In a comprehensive evaluation one would expect a more extensive set of test queries. Instead, the authors propose essentially two queries that consider most of the aspects that they wish to put to test. I think it would be much more convincing to propose a wider range of queries with different characteristics, otherwise there may be a bias towards a certain type of query pattern or query type. Furthermore, I miss a multiple query behaviour evaluation. It is common in CEPs to evaluate how the system responds to different combinations of data/query loads simultaneously.
It is also interesting to see the window sizes chosen for the evaluation, which have a quite small range between 2 and 10 sec. What is the rationale for this choice?
Even if this range is small, we see a quite important decrease in throughput in most of the experiments. Of course, in cases where the comparison with EP_SPARQL is made, the latter has an even worse behaviour. However, I am not sure how realistic it is t take these window sizes for the datasets chosen.

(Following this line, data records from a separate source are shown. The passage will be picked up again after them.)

Issue #1280, opened 2016-11-16
EXPERIENCE fixed source


OverTook:
There is a mistake about calculateRequireExperience. (Sorry, i don't know how to use Pull repuests)

if you use /xp command when your level is 15, it skip 16 // and, i fix it. please merge it!
(sorry for my bad enlgish.)

~~~~~~~~~~~~~~~~~~~
    public static int calculateRequireExperience(int level) {
        if (level < 16) {
            return 2 * level + 7;
        } else if (level >= 16 && level <= 31) {
           //Fixed 17 to 16;
            return 5 * level - 38;
        } else {
            return 9 * level - 158;
        }
    }

Snake1999:
Create a pull request

OverTook:
@Snake1999 I said "Sorry, i don't know how to use Pull repuests"

PR #1281, opened 2016-11-16
fixed "calculateRequireExperience(int level)"

OverTook:
it will fix an error when use /xp command
(now i know how to create pull requests! :D)

https://github.com/Nukkit/Nukkit/issues/1280


File14:
Thanks, I noticed this glitch

PR #217, opened 2022-06-08
Allow-list composer plugins

alxp:
**GitHub Issue**: (link)

 Release pull requests, etc.)

Discussion of composer's plans to disallow plugins by default starting in July 2022: 

https://www.drupal.org/project/drupal/issues/3255749

Explicitly allows composer plugins that Drupal uses.

# What's new?

grab latest releases.

Add the composer plugins Drupal uses to an explicit allow list to avoid possible breaking behaviour starting July 2022.

* Does this change require documentation to be updated? 

No

No

No

* 
Existing Drupal sites should not be affected. New installs will default to stable version of Drupal core.

# How should this be tested?

Run a fresh playbook install.

Test object creation to ensure derivatives are generated.

Run a composer command while logged in as vagrant. You should not get a warning about allowed plugins

# Additional Notes:

The 'acl' Ubuntu package was added to get around a problem with newer versions of Ansible when running as a less-privileged user. See:  https://github.com/ansible/ansible/issues/74830

# Interested parties

### DIFF
--- a/inventory/vagrant/group_vars/all/main.yml
+++ b/inventory/vagrant/group_vars/all/main.yml
@@ -14,6 +14,7 @@ islandora_extra_ubuntu_packages:
   - build-essential
   - vim
   - python3-mysqldb
+  - acl
 
 islandora_extra_centos_packages:
   - wget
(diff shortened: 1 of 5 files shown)


rosiel:
The composer-plugins-fix task never seemed to work. We're reducing the need for this with #221 .

PR #218, opened 2022-06-08
Composer stability fix to get Drupal 9.3.x.

alxp:

Set composer default options to opt for stable versions by default.

# What's new?

The playbook was using geerlingguy.composer's default composer tags which included prefer-dist, this was causing composer create-project to get the development version of drupal/recommended-project.

We just needed to explicitly specify Flysystem  as a beta since it has no stable release.

* Does this change require documentation to be updated?  no 
* Does this change require any other modifications to be made to the repository no
No, existing drupal installs aren't replaced by the playbook.

# How should this be tested?

Run a fresh playbook install.

Verify that the version of Drupal core is 9.3.x (as of June 8 2022).

Verify derivative creation.

# Interested parties

### DIFF
--- a/inventory/vagrant/group_vars/webserver/drupal.yml
+++ b/inventory/vagrant/group_vars/webserver/drupal.yml
@@ -1,6 +1,7 @@
 ---
 
 drupal_composer_install_dir: /var/www/html/drupal
+drupal_composer_project_options: "--prefer-dist --no-interaction"
 drupal_core_owner: "{{ ansible_user }}"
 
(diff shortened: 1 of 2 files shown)


whikloj:
Standing this up today (June 24, 2022) I ended up with 9.4.1 is that correct or how can I verify?

alxp:
Drupal 9.4 was released this week so yes that's the expected behaviour.

whikloj (approved):
Works as described 👍

PR #219, opened 2022-07-04
Remove hard-coded Solr version when generating Drupal solr config.

alxp:

Make the Drupal solr config version match the installed version of Solr.

# What's new?

When generating the solr_config.zip file, the Drush command now uses the {{ solr_version }} from the inventory rather than the hard-coded "7.1".

* Does this change require documentation to be updated?  No
* Does this change add any new dependencies?  No
 (i.e. Regeneration activity, etc.)?  No
* Could this change impact execution of existing code? No

# How should this be tested?

Run the playbook.

Go to  /admin/config/search/search-api/server/

Click on the Default Solr Server and default index links. Check that Drupal does not print a warning about  out-of-date solr config files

Perhaps it would be interesting to see a more heterogeneous set of evaluation settings, also including larger window sizes. This is totally common in real use cases in stock market analysis and smart cities as well.
It would also be interesting to see a rough comparison with RDF stream query processors, even if they are of course limited in terms of features compared to Spaseq. However, it could serve as a reference for implementers or users who need to choose among both. This specially applies for CSPARQL, given that it has a Time Function feature that naively allows a form of sequence operator. Of course it would be expected that this would perform worse than the proposed techniques.
Nevertheless, given that Spaseq also performs simple graph pattern matching, it would be pedagogic to see a comparison with one of these RSPs at least in cases where a comparison is valid/possible.